=== Task material ===
* * * * * * * * *

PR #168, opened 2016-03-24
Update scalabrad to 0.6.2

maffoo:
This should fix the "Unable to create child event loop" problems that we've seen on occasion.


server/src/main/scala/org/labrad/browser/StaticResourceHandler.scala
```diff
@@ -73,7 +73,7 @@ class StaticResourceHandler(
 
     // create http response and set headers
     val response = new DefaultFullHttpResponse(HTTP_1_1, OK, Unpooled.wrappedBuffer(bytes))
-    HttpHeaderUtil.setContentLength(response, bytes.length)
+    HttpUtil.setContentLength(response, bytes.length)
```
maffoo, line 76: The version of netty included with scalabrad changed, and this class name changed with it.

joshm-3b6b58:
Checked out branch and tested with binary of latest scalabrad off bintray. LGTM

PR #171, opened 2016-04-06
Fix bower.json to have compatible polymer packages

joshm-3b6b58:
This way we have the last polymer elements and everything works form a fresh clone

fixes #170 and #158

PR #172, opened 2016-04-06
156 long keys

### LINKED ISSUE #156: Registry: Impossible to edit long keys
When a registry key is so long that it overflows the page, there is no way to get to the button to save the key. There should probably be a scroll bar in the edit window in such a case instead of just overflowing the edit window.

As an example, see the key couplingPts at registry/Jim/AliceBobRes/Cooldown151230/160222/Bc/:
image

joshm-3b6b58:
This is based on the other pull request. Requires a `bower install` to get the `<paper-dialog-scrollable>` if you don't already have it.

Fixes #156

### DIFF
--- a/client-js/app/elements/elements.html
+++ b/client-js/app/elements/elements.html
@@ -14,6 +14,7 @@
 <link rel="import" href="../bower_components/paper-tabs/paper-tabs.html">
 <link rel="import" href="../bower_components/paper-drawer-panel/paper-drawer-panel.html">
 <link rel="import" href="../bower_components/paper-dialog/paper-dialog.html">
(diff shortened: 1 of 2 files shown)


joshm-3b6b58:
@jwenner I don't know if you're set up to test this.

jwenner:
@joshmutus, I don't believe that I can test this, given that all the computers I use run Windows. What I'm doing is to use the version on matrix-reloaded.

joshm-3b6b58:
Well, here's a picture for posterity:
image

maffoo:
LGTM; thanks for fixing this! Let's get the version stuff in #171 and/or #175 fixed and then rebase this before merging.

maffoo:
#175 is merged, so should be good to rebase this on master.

* * * * * * * * *

=== Activity ===
Every line in the records above with the string "class" in it should be shown.

=== Solution to this exercise ===
@@ -73,7 +73,7 @@ class StaticResourceHandler(
maffoo, line 76: The version of netty included with scalabrad changed, and this class name changed with it.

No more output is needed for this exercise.